‘Children of the kitchen’: defining the household in MaliPosted: April 26, 2011
Dean Karlan and Jacob Appel’s new book More Than Good Intentions – I’ll post a review soon – has a great example of how apparently straightforward survey questions can be anything but simple. Appel describes testing the wording of a questionnaire with a phone-card seller in Ghana, asking him how many people make up his household, or “share a single living space and take meals together”. As the conversation progresses and Appel probes deeper, the response changes from one person, to five, then eight, then seven, eventually settling at an extended family of (about) nine members.
Households in Mali are also often large, fluid and difficult to define. As in the Ghana example, definitions tend to be around those who share the provision of food. The Bambara word for ‘household members’ (guaden) even translates literally as ‘children of the kitchen’. However, this can still have different understandings for different people in different places, sometimes being taken to mean an extended family with a compound of many different buildings, sometimes interpreted as smaller sub-units of this. Instead of surveying simply by reading out exactly the same question to all respondents, my research assistant and I have decided that it is better to take the time to discuss and reach a common understanding at the start of each interview.

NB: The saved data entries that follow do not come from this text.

PR #318, opened 2020-10-30
elle: mark invalid connection in commit as unknown state

you06:

There are some invalid connection errors in commit stage, but actually we don't know whether this statement is executed successful or not. Currently we mark these transactions as failed, this may wrongly result to G1a phenomenon if the transactions are successfully committed. 

If the commit error is invalid connection error, we mark this transaction to unknown state.

### Check List 

Tests 

Code changes

 - Has Go code change

Side effects

 - This change may miss some real G1a phenomenon.

Related changes

 - None

### DIFF
--- a/pkg/cluster/manager/types/resource.go
+++ b/pkg/cluster/manager/types/resource.go
@@ -2,9 +2,10 @@ package types
 
 import (
 	"fmt"
-	"github.com/jinzhu/gorm"
 	"strconv"
 	"strings"
+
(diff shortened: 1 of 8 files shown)


you06:
@mahjonp I've checked that G1a will only find read from failed operations and also unknown state operations won't be compose into the dependency graph, PTAL.

mahjonp (approved):
lgtm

This matters not only for consistency within my own research sample, but also for making comparisons to other datasets. For example, I have used the questions from the Mali Poverty Scorecard to estimate the level of poverty of different households and villages – this is a simple set of ten indicators which correlate well with poverty levels (in terms of expenditure) based on data from the Mali Poverty Evaluation Survey (EMEP) of 2001. So to use this tool to help my research, the definition of the household that I use needs to match the definition from the EMEP.
Some researchers in Mali have gone further and investigated how changing the definition in the question changes the number of household members stated by the respondent. Beaman and Dillon used a randomised survey experiment to investigate the effect of using different household definitions in the Segou region of Mali. They found that adding more requirements to the definition given in the question – for example, requiring defined ‘household members’ to “work together on at least one agricultural plot or in one revenue generating activity” as well as living in the same lodging and recognising the same household head – actually increased the number of people listed as belonging to the household. This is counterintuitive because making the definition more strict should logically only result in a reduced number or the same number of defined household members. However, Beaman and Dillon suggest that perhaps the extra keywords in the stricter definitions prompted respondents to recall particular people that they might not otherwise have thought to include as household members.

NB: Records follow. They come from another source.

PR #320, opened 2020-11-05
add argo files for bank2-compaction

cosven:
Run bank2 testcase with `compaction guard` and `gc in compaction filter` turned on. The testcase is supposed to run every 06:00 and last for 3 hours.

cc @yiwu-arbug @hicqu


config/tikv/compaction.toml
```diff
@@ -0,0 +1,23 @@
...
+force-consistency-checks = true
+
+[rocksdb.defaultcf]
+enable-compaction-guard = true
+
+[rocksdb.writecf]
+enable-compaction-guard = true
+
+[rocksdb.lockcf]
+enable-compaction-guard = true
```
mahjonp, line 23: A newline is needed here.

mahjonp (approved):
lgtm

config/tikv/compaction.toml
yiwu-arbug, line 23: we don't plan to enable compaction guard for lockcf.

config/tikv/compaction.toml
```diff
@@ -0,0 +1,23 @@
...
+consistency-check-method = "mvcc"
+
+[raftstore]
+consistency-check-interval = "180s"
+
+[rocksdb]
+force-consistency-checks = true
+
+[rocksdb.defaultcf]
+enable-compaction-guard = true
```
yiwu-arbug, line 17: let's also set `target-file-size-base = 128M`. This config will default to 128M when we default on compaction guard, but not right now.

argo/cron/bank2-compaction.yaml
```diff
@@ -0,0 +1,50 @@
+# maintainer: cosven
+
+metadata:
+  name: tipocket-bank2-compaction
```
yiwu-arbug, line 4:
```suggestion
  name: tipocket-bank2-compaction-opt
```
this is testing some compaction related optimization, not compaction itself. Also change the name of bank2-compaction.yaml.

yiwu-arbug (approved):
LGTM

PR #327, opened 2020-12-02
Add async commit and 1PC parameters for some cases

ekexium:

Since pingcap/tidb#21365, async commit needs to be enabled by setting a system variable. So we need to change some cases.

This is important because these different definitions of household size can then in turn affect estimates of the poverty levels of households and subsequently wider regions, a good example of how key details of data collection can potentially have an impact on national statistics. For example, Delarue et al discuss in greater depth how data and methodology issues – including the definitions of ‘households’ used by surveyors in different regions – may be responsible for the “Sikasso paradox”, the phenomenon where official statistics suggest that cotton producers in the Sikasso region of Mali are poorer than other farmers, despite cotton-growing households and areas traditionally being thought of as richer.
As Chris Blattman puts it, getting inside the “sausage factory” of data collection is a humbling experience – and as these examples show, a very important one for understanding the possible effects of apparently small details.